CHAPTER VI

The first operator had developed for himself at an early stage of his occupancy of the Vandalia's wireless house the warm friendship of the chief engineer. A wireless man is far more dependent for his peace of mind upon the engine-room crew than upon the forward crew. The latter has only one interest in him: that he stick to his instruments; while the engine-room crew strictly is the source from which his blessings flow, his blessings taking the invisible, vital form of electric current.

Wireless machines are gourmands of electricity. They are wastrels. Not one-tenth of the energy sucked from the ship's power wires finds its way through the maze of coils and jars to the antennae between the mastheads.

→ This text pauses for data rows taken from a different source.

PR #852, opened 2021-03-18
litespi: fix cs handling for bulk transfers

mczerski:
For bulk transfers it is essential to keep cs asserted for all
transfers in a block. CS register must directly drive the cs pin
for the software to be able to control the CS pin.

Linux driver related changes are in https://github.com/litex-hub/linux/pull/4.

### DIFF
--- a/litex/soc/cores/spi.py
+++ b/litex/soc/cores/spi.py
@@ -35,7 +35,7 @@ class SPIMaster(Module, AutoCSR):
         self.irq         = Signal()
         self.mosi        = Signal(data_width)
         self.miso        = Signal(data_width)
-        self.cs          = Signal(len(pads.cs_n), reset=1)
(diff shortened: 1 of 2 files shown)


enjoy-digital:
Thanks @mczerski, I'll have a closer look at it in the next days.

enjoy-digital:
Sorry for the delay @mczerski, unfortunately, we can't merge the change since it would break several external design that are not using bulk transfers, so we have to keep things retro-compatible.

With https://github.com/enjoy-digital/litex/commit/8ce7c583e61d5973a3a7a12a741df0e53ffe0992, things are kept compatible and a new manual mode is added for CS, where CS will be a direct recopy of the CS set in the CSR:

https://github.com/enjoy-digital/litex/blob/master/litex/soc/cores/spi.py#L175

This can be used for bulk  transfers.

PR #853, opened 2021-03-18
liteeth: allow to specify nrxslots and ntxslots for liteeth

mczerski:


enjoy-digital (approved):
Thanks @mczerski, this looks good.

PR #859, opened 2021-03-23
soc/cores/cpu/vexriscv_smp cpu per fpu ratio

Dolu1990:
add cpu_per_fpu option to change the ratio between core count and FPU count


enjoy-digital:
Thanks @Dolu1990, that's merged.

PR #860, opened 2021-03-24
Add high speed USB2 serial core based on luna/nmigen

hansfbaier:
ACM Serial from Luna adapted to migen/LiteX.
Weirdly enough,
as soon as I hook it up to an UART/UARTBone it stops working
(does not enumerate on the USB).
When I use it directly like this, it works:
```
        leds = platform.request_all("user_led")
        from litex.soc.cores.usb2 import USBHighSpeedACMSerialPHY
        acm = USBHighSpeedACMSerialPHY(self.platform)
        self.submodules.acm = acm
        self.comb += leds.eq(~acm.source.payload.data)
        self.sync.usb += [
            acm.source.connect(acm.sink),
        ]
```
I tried this in `soc.py`:
```
        # High Speed USB 2 via ULPI PHY
        elif name in ["ulpi_acm"]:
            from litex.soc.cores.usb2 import USBHighSpeedACMSerialPHY
            self.submodules.uart_phy = USBHighSpeedACMSerialPHY(self.platform)
            self.submodules.uart = uart.UART(self.uart_phy, phy_cd="usb")
```
And I tried this in the deca board constructor:
```
        from litex.soc.cores import uart
        self.submodules.uartbone_phy = acm
        self.csr.add("uartbone_phy")
        self.submodules.uartbone = uart.UARTBone(phy=self.uartbone_phy, clk_freq=sys_clk_freq, cd="usb")
        self.bus.add_master(name="uartbone", master=self.uartbone.wishbone)
```
But in either case the USB would not enumerate and/or the whole FPGA would freeze (JTAG terminal dead)
I really wonder why, because both UART and UARTBone actually should create proper clock
domain crossings, if I did not misunderstand the code.

Nevertheless, having a serial stream to the host is already quite useful, I think,
so I would like to submit this, hoping, maybe you have some suggestions.

Best regards,
Hans

### DIFF
--- a/litex/soc/cores/usb2.py
+++ b/litex/soc/cores/usb2.py
@@ -1,0 +1,157 @@
+#!/usr/bin/env python3
+#
+# This file is part of LiteX.
+#
+# Copyright (c) 2021 Hans Baier <hansfbaier@gmail.com>
+# SPDX-License-Identifier: BSD-2-Clause
+import os
+
+import nmigen
+from nmigen.back                import verilog
+from luna.full_devices          import USBSerialDevice
+
+from migen                      import Module, Signal, ClockSignal, Instance
+from migen.fhdl.specials        import Tristate
+from litex.soc.cores.uart       import UARTInterface
+
+from litex.soc.interconnect.csr import AutoCSR
+
+class _USBACMSerialDevice(nmigen.Elaboratable):
+    """ nmigen device that acts as a 'USB-to-serial' interface """
+    def __init__(self):
+        self.ulpi = nmigen.Record([
+            ("data",  [("i", 8), ("o", 8), ("oe", 8)]),
+            ("clk",   [("i", 1)]),
+            ("dir",   [("i", 1)]),
+            ("nxt",   [("i", 1)]),
+            ("stp",   [("o", 1)]),
+            ("reset", [("o", 1)]),
+        ], name="ulpi")
+
+        # source
+        self.source_valid   = nmigen.Signal()
+        self.source_ready   = nmigen.Signal()
+        self.source_first   = nmigen.Signal()
+        self.source_last    = nmigen.Signal()
+        self.source_payload = nmigen.Signal(8)
+
+        # sink
+        self.sink_valid     = nmigen.Signal()
+        self.sink_ready     = nmigen.Signal()
+        self.sink_first     = nmigen.Signal()
+        self.sink_last      = nmigen.Signal()
+        self.sink_payload   = nmigen.Signal(8)
+
+    def elaborate(self, platform):
+        m = nmigen.Module()
+
+        m.domains.usb = nmigen.ClockDomain()
+
+        m.submodules.usb_serial = usb_serial = \
+                USBSerialDevice(bus=self.ulpi, idVendor=0x16d0, idProduct=0x0f3b)
+
+        m.d.comb += [
+            # wire the tx/rx streams outside
+            usb_serial.tx.payload  .eq(self.sink_payload),
+            usb_serial.tx.valid    .eq(self.sink_valid),
+            usb_serial.tx.first    .eq(self.sink_first),
+            usb_serial.tx.last     .eq(self.sink_last),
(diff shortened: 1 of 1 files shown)


hansfbaier:
For this to work the [luna](https://pypi.org/project/luna/) python package needs to be installed, of course.

enjoy-digital:
Thanks @hansfbaier, that's really interesting and also something I wanted to try soon. zyp on IIRC was also experimenting with Luna/LiteX and got it working with the UART:
 
We can try to discuss both approaches here or on IRC to compare them and understand the issue with the UART in your case.

hansfbaier:
Do you have a link ro zyp's code?

hansfbaier:
I would prefer to discuss here because IRC is harder to keep track of

enjoy-digital:
I just pinged zyp on IRC about this and shared the link to this PR. You can find the IRC discussion here: https://freenode.irclog.whitequark.org/litex/2021-03-12#;zyp

zyp:
My code is still only in a «proof of concept» state, but here's the relevant parts: https://gist.github.com/zyp/0b5e5f1ebcc7307d0bb5a5f8c738f9cf

This will do both serial over ACM and memory read/writes compatible with ValentyUSB's USBWishboneBridge.

I need to be able to build devices with arbitrary endpoints, so I've attempted to build a wrapper layer that lets you instance endpoint objects on the litex/migen side and handles putting together the nmigen parts and bringing the signals over.

hansfbaier:
@zyp  That is already quite more advanced than what I have so far. So I consider what I have a nice exercise and close this request., to avoid the duplication of effort.

hansfbaier:
@enjoy-digital Thanks for the pointers. Will definitely have a look at that! @zyp I could help with some testing if you like.

mithro:
@zyp - Do you have Fomu and QuickFeather hardware?

zyp:
@mithro I do have a QuickFeather, but not Fomu.

mithro:
@zyp - If you send me an email at me@mith.ro with a shipping address I would be more than happy to send you some Fomu hardware to play with.

hansfbaier:
I actually got the approach working fine, if the sys domain runs on the same clock as the USB domain and if I don't use any clock domain crossings. As soon as I connect the clock domain crossing from the usb domain to the sys domain, the USB clock seems to freeze:

image

zyp:
What do you mean by «USB PLL»? How is your CRG set up?

hansfbaier:
@zyp: One PLL fed by the 60MHz ULPI clock, outputting a -120 degree shifted 60Mhz clock which feeds the "usb" clock domain.
Anothe Pll fed by the 50MHz reference clock, outputting a 50MHz clock for the "sys" clock domain.
So if I have two separate PLLs for the two domains, the system is not completely dead if the 60MHz clock from ULPI dies.
And it dies exactly when the commented code above is removed.
I have no idea why that is, I could not find anything suspicios in the verilog yet. It might be another nasty surprise of the Max10 synthesis. I really might want to try that with a different FPGA and PHY to see if it is actually a toolchain issue.

hansfbaier:
@zyp: BTW, what is all the AXI stuff in your implementation for. Why not just use uart.StreamToWishbone() or uart.UARTBone() ?

zyp:
Using native USB rather than UARTBone over ACM should in theory be faster, but I haven't benchmarked the difference. It also avoids the need for a dedicated ACM interface for the purpose, so it's easier to combine with other functionality.

The reason I'm using AXI-Lite rather than Wishbone is simply because it's easier to CDC and litex allows you to mix and match.

hansfbaier:
Thanks! Yes it is easy to see the benefits. Also the Linux ACM drivers seem a bit wonky. So a pure bulk interface is certainly preferrable.

hansfbaier:
Also I now realize you can't really CDC a Stream because the ready Signal runs in the opposite direction so the FIFO for that would need to be flipped too. And this also could not be in sync since one direction goes from fast to slow and the other from slow to fast.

The Vandalia's engine-room equipment was installed long before wireless telegraphy was a maritime need and a government requirement. Hence, her dynamos protested vigorously against the strain imposed upon them by the radio machine. Any electric engine is unlike any steam engine. Steam engines will do so much work—no more. Dynamos or motors will do so much work—and then more. They can be overloaded, unsparingly. But the strain tells. Stout, dependable parts become hot, wear away, crumble, snap.

In the typical case of the Vandalia, the question of whether or not the wireless men should be provided with all of the current they required, was narrowed down to individuals.

If Minion had disliked Peter Moore he could have slowed down the dynamos at the critical times when the operator needed the high voltage; but Peter had had encounters with chief engineers before. He had at first courted Minion's good graces with fair cigars, radio gossip and unflagging courtesy. And on discovering that the chief was a sentimentalist at heart and a poet by nature, he had presented him with an inexpensively bound volume of his favorite author. Daring, but a master-stroke! He had not since wanted for voltage, and plenty of it.

He pondered the advisability of taking Minion entirely into his confidence as he followed the sweated, undershirted shoulders to the engine-room galley, and thence across the oily grill of shining steel bars which comprised one of the numerous and hazardous superfloors which surrounded the cylinders.

Minion was nursing a stubbornly warm bearing in the port shaft alley.

The fat cylinder revolved with a pleasant ringing noise, the blurring knuckles of the frequent joints vanishing down the yellow, vaulted alley to a point of perspective, where the shaft projected through the hull. The floundering of the great propellers seemed alternately to compress and expand the damp atmosphere.